Il lavoro è durato sino a tutto 2014, quando lo stato di salute con consente più di lavorare. E nel 2015 arriva la sospirata pensione.
Il desiderio di far ritorno a Sante Marie è sempre più sentito? «Una domanda che se me l’avessi fatta 20/30 anni fa, ancora avrei risposto che, se avessi avuto occasione, avrei scelto volentieri di tornare, anche per star vicino a mamma e papà, divenuti troppo anziani; sentivo che avrebbero accettato volentieri un aiuto o una vicinanza di qualcuno di noi figli e io più di loro sentivo il bisogno della loro vicinanza e affetto. Oggi papà e mamma non ci sono più. Anche se la mia vita si è impiantata in Germania, dico ancora, che se ne avrò occasione ritornerei per sempre a Sante Marie».
I tuoi interventi sul sito “Conosci Sante Marie” sono diventati sempre più pressanti. Perché?
«Pur essendo lontano, la mia attenzione e partecipazione morale è rivolta a Sante Marie e ai santemariani; sono 42 anni che sono fisicamente assente da Sante Marie. Mi interessa qualsiasi argomento in cui sono coinvolti Sante Marie e santemariani. La mia partecipazione agli eventi è solo virtuale, ma le discussioni o i commenti sia essi pro o contro, sono per me come una partecipazione alla vita del paese. La nostalgia è scomparsa, ma il mio affetto per i santemariani e Sante Marie è ancora forte.
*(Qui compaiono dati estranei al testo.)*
PR #209, opened 2022-07-06
webapi-spec: content of put/post for workspaces

joschrew:
In my opinion the content/body for post and put a workspace have to be the same. But I'm not 100 % sure how to define them. I read this https://swagger.io/docs/specification/describing-request-body/file-upload/ and that: https://stackoverflow.com/questions/14455408/how-to-post-files-in-swagger-openapi.
I want to use `WorkspaceRequest` defined in component.schema, but I think the json-part should be left out. So this PR is what I came up with.

### DIFF
--- a/openapi.yml
+++ b/openapi.yml
@@ -165,7 +165,7 @@ paths:
           description: Return Log
           content:
             'text/plain': {}
-        '404': 
+        '404':
           description: 'ProcessorJob not found'
 
   '/workflow':
@@ -282,7 +282,8 @@ paths:
       requestBody:
         description: OCRD-ZIP of the new workspace
         content:
-          'application/vnd.ocrd+zip': {}
+          'application/vnd.ocrd+zip':
+            schema: {$ref: '#/components/schemas/WorkspaceRequest'}
         required: true
       responses:
         '201':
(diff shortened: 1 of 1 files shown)


openapi.yml
```diff
@@ -282,7 +282,8 @@ paths:
       requestBody:
         description: OCRD-ZIP of the new workspace
         content:
-          'application/vnd.ocrd+zip': {}
+          'application/vnd.ocrd+zip':
+            schema: {$ref: '#/components/schemas/WorkspaceRequest'}
```
kba, line 286: If you really don't want the upload to be a multi-part form (descriptive JSON + binary workspace), then I suggest to get rid of the `WorkspaceRequest` altogether and instead make this a simple file upload.

```suggestion
          'application/vnd.ocrd+zip':
            schema:
              type: string
              format: binary
```

BTW, you can upload the OpenAPI YAML definition to https://app.swaggerhub.com and edit interactively to see how the constructs would be rendered by the Swagger UI. I have adapted https://app.swaggerhub.com/apis/kba/ocr-d_web_api/0.0.1#/workspace/createWorkspace to show how this would be rendered. If you click on the "Try it Out" button, you should see a file upload form element.

kba (changes requested):

joschrew:
Ok, thank you. I now updatet the PR to what I think it should look like regarding the post end put request. As you said I (really) would prefer a simple file upload for both methods without additional json. Thanks for pointing out how to view the api online, it helped me.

L’attaccamento che si è creato in tutti questi anni, con la vita che ho fatto qui in Germania, ha la sua forza attrattiva. Ma il richiamo alle radici si sente e sempre con più insistenza; chi lo sa, un giorno, il piano verrà realizzato».
Queste le confessioni di Gianni “Kleppèro”, non paragonabili alle “Confessioni di un italiano” di Ippolito Nievo, ma rappresentano pur sempre uno spaccato, una porzione della storia contemporanea di Sante Marie e dell’emigrazione.